__TASK ITEM__:
Would you return the complete listing below word for word?

++++ MATERIAL PROVIDED

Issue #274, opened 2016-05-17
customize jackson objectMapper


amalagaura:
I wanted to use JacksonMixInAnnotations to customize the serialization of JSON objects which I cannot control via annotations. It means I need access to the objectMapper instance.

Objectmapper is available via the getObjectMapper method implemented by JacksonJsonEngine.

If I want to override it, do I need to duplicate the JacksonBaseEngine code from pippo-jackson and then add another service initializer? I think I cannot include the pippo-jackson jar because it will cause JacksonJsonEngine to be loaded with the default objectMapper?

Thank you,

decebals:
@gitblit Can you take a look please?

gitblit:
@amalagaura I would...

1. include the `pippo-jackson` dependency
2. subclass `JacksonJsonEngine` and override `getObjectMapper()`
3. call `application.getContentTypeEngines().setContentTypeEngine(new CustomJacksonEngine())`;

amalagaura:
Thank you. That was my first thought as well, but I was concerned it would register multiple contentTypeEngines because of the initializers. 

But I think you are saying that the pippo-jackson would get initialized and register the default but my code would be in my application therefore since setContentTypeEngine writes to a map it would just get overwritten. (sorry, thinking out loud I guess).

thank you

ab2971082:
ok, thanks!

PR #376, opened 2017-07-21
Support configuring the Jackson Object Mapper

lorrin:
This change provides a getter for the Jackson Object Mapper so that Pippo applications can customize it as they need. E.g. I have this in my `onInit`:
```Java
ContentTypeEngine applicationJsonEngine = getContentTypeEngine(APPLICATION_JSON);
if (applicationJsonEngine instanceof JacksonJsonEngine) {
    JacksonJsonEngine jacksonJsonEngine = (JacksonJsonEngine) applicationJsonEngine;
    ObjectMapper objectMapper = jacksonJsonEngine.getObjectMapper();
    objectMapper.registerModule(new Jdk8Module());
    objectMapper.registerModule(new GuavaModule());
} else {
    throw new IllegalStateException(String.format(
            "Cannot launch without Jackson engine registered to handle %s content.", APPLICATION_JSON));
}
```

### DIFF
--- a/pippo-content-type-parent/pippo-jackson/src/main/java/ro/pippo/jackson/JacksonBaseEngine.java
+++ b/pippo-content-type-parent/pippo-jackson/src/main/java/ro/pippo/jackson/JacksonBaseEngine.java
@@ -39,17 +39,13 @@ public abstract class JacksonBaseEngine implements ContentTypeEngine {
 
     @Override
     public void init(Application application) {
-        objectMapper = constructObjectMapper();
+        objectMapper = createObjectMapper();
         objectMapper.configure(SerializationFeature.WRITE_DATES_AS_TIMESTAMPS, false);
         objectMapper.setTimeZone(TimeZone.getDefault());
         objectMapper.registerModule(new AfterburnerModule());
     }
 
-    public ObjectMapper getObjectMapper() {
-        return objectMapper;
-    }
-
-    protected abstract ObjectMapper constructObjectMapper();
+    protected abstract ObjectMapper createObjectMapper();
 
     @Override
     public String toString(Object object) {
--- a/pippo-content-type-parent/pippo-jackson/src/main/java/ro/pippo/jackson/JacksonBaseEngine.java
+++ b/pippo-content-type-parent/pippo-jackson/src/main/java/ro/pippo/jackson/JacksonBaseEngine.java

++++++++

__COMPLETED EXERCISE__:
Issue #274, opened 2016-05-17
customize jackson objectMapper


amalagaura:
I wanted to use JacksonMixInAnnotations to customize the serialization of JSON objects which I cannot control via annotations. It means I need access to the objectMapper instance.

Objectmapper is available via the getObjectMapper method implemented by JacksonJsonEngine.

If I want to override it, do I need to duplicate the JacksonBaseEngine code from pippo-jackson and then add another service initializer? I think I cannot include the pippo-jackson jar because it will cause JacksonJsonEngine to be loaded with the default objectMapper?

Thank you,

decebals:
@gitblit Can you take a look please?

gitblit:
@amalagaura I would...

1. include the `pippo-jackson` dependency
2. subclass `JacksonJsonEngine` and override `getObjectMapper()`
3. call `application.getContentTypeEngines().setContentTypeEngine(new CustomJacksonEngine())`;

amalagaura:
Thank you. That was my first thought as well, but I was concerned it would register multiple contentTypeEngines because of the initializers. 

But I think you are saying that the pippo-jackson would get initialized and register the default but my code would be in my application therefore since setContentTypeEngine writes to a map it would just get overwritten. (sorry, thinking out loud I guess).

thank you

ab2971082:
ok, thanks!

PR #376, opened 2017-07-21
Support configuring the Jackson Object Mapper

lorrin:
This change provides a getter for the Jackson Object Mapper so that Pippo applications can customize it as they need. E.g. I have this in my `onInit`:
```Java
ContentTypeEngine applicationJsonEngine = getContentTypeEngine(APPLICATION_JSON);
if (applicationJsonEngine instanceof JacksonJsonEngine) {
    JacksonJsonEngine jacksonJsonEngine = (JacksonJsonEngine) applicationJsonEngine;
    ObjectMapper objectMapper = jacksonJsonEngine.getObjectMapper();
    objectMapper.registerModule(new Jdk8Module());
    objectMapper.registerModule(new GuavaModule());
} else {
    throw new IllegalStateException(String.format(
            "Cannot launch without Jackson engine registered to handle %s content.", APPLICATION_JSON));
}
```

### DIFF
--- a/pippo-content-type-parent/pippo-jackson/src/main/java/ro/pippo/jackson/JacksonBaseEngine.java
+++ b/pippo-content-type-parent/pippo-jackson/src/main/java/ro/pippo/jackson/JacksonBaseEngine.java
@@ -39,17 +39,13 @@ public abstract class JacksonBaseEngine implements ContentTypeEngine {
 
     @Override
     public void init(Application application) {
-        objectMapper = constructObjectMapper();
+        objectMapper = createObjectMapper();
         objectMapper.configure(SerializationFeature.WRITE_DATES_AS_TIMESTAMPS, false);
         objectMapper.setTimeZone(TimeZone.getDefault());
         objectMapper.registerModule(new AfterburnerModule());
     }
 
-    public ObjectMapper getObjectMapper() {
-        return objectMapper;
-    }
-
-    protected abstract ObjectMapper constructObjectMapper();
+    protected abstract ObjectMapper createObjectMapper();
 
     @Override
     public String toString(Object object) {
--- a/pippo-content-type-parent/pippo-jackson/src/main/java/ro/pippo/jackson/JacksonBaseEngine.java
+++ b/pippo-content-type-parent/pippo-jackson/src/main/java/ro/pippo/jackson/JacksonBaseEngine.java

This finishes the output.